--- Directions ---
Output each line of the data word for word, from the first through the line that holds "at read time.", and leave off whatever follows.

--- Input ---

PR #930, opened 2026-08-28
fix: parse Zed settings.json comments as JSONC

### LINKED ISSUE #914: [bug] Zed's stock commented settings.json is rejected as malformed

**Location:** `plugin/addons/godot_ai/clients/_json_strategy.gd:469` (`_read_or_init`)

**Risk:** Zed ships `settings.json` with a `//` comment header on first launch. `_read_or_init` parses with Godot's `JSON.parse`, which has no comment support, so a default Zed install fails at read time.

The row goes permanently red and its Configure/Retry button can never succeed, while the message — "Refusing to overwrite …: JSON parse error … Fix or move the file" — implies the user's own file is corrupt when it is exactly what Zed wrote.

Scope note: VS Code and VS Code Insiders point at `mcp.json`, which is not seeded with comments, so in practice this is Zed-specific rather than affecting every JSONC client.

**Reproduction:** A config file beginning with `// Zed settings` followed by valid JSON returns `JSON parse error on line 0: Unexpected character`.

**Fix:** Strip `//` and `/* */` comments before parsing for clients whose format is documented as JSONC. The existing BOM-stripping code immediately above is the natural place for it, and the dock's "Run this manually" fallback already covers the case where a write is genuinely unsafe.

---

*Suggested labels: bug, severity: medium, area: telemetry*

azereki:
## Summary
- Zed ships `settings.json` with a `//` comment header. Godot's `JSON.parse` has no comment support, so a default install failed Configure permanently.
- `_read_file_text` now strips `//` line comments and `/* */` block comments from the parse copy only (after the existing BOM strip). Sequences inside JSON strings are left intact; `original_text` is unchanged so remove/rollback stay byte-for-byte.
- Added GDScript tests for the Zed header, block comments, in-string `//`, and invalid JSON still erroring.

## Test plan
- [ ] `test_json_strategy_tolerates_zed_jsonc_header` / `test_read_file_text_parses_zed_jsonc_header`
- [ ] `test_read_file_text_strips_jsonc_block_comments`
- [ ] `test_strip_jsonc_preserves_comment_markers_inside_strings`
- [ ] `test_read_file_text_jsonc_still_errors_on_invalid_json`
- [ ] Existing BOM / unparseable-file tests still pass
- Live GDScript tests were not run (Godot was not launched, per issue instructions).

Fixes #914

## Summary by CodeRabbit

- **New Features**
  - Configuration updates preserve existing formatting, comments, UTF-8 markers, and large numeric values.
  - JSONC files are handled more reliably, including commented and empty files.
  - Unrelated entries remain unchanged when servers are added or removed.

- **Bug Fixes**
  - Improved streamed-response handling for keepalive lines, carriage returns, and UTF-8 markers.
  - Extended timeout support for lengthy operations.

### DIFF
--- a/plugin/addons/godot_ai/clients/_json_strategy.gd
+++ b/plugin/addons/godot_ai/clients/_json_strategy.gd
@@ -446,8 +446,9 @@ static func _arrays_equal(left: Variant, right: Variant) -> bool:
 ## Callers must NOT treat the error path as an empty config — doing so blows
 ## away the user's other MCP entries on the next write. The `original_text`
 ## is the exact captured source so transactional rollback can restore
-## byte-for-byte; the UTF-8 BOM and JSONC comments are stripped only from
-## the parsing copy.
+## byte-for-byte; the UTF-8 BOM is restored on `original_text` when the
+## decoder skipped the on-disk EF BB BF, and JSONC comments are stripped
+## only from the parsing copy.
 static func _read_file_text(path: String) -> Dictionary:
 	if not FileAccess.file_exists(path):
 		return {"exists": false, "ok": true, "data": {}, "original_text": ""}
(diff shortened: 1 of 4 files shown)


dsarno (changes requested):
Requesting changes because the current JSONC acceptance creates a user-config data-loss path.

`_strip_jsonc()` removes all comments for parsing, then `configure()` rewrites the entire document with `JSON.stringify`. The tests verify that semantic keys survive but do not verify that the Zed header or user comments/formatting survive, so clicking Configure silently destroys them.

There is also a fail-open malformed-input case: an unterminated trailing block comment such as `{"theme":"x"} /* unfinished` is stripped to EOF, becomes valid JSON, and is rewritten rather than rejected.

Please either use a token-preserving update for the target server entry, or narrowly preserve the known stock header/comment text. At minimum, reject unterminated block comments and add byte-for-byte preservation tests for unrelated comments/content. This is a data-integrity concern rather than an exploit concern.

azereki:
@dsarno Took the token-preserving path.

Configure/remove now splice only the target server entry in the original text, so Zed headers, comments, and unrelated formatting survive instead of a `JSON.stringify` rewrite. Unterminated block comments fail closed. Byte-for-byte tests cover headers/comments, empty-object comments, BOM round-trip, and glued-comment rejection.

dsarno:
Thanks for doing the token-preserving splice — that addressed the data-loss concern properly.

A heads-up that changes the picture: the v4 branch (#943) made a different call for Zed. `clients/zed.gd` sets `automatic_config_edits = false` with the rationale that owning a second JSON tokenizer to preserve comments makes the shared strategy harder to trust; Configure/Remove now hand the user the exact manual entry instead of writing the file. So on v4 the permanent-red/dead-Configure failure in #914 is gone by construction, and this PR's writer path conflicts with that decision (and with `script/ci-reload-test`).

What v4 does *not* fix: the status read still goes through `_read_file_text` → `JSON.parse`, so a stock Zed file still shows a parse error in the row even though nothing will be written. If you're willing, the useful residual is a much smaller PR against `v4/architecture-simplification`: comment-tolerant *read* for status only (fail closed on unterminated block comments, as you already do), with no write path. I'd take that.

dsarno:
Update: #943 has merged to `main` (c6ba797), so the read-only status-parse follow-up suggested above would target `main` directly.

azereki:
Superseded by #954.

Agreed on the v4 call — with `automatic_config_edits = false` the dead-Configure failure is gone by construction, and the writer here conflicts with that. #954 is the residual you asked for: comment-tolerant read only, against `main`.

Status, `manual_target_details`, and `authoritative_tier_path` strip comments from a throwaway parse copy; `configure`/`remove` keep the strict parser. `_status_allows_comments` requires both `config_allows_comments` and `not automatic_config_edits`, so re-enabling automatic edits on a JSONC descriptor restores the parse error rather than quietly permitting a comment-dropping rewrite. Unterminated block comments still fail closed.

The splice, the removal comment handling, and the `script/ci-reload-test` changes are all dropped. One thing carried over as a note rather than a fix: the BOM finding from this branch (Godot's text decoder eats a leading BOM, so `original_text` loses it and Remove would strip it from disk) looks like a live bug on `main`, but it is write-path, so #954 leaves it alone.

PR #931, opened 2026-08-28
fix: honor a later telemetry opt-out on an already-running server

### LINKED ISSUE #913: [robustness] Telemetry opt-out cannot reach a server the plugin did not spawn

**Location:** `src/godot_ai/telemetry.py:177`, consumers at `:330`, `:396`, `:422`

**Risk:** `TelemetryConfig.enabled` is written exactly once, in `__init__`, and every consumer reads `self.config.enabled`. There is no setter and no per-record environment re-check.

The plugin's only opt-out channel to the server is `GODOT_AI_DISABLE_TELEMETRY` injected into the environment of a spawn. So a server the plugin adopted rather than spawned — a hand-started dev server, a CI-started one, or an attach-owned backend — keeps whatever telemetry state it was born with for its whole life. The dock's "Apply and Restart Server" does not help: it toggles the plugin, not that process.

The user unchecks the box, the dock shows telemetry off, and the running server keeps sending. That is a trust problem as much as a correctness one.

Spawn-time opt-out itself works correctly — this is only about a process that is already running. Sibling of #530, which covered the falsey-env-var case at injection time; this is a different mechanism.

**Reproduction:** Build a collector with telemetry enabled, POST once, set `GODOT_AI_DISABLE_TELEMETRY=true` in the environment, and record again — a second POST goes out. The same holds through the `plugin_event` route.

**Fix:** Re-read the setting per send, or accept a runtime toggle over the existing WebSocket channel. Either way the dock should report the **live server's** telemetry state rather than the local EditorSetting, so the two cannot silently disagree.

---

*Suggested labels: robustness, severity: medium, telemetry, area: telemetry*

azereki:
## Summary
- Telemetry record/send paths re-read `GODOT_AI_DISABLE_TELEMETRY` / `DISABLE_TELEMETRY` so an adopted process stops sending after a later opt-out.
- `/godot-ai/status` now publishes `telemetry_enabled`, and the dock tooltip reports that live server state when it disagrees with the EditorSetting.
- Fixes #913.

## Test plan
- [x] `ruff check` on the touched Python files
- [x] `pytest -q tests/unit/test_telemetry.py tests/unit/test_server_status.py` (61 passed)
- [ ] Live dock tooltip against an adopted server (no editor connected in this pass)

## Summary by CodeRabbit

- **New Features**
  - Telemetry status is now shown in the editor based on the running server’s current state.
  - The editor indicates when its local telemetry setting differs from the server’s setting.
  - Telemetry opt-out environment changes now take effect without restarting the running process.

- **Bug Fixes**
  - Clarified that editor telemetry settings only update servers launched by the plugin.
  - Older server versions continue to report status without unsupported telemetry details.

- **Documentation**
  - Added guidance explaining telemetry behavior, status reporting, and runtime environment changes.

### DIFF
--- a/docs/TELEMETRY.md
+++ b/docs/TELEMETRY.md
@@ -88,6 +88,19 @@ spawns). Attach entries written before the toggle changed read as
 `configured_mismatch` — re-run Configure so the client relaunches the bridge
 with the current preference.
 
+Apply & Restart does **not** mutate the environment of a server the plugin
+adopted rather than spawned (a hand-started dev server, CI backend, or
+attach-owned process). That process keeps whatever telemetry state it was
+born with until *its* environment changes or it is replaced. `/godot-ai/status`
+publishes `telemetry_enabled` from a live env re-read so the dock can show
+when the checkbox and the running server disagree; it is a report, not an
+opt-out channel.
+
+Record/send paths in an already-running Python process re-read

--- Output of the exercise ---
PR #930, opened 2026-08-28
fix: parse Zed settings.json comments as JSONC

### LINKED ISSUE #914: [bug] Zed's stock commented settings.json is rejected as malformed

**Location:** `plugin/addons/godot_ai/clients/_json_strategy.gd:469` (`_read_or_init`)

**Risk:** Zed ships `settings.json` with a `//` comment header on first launch. `_read_or_init` parses with Godot's `JSON.parse`, which has no comment support, so a default Zed install fails at read time.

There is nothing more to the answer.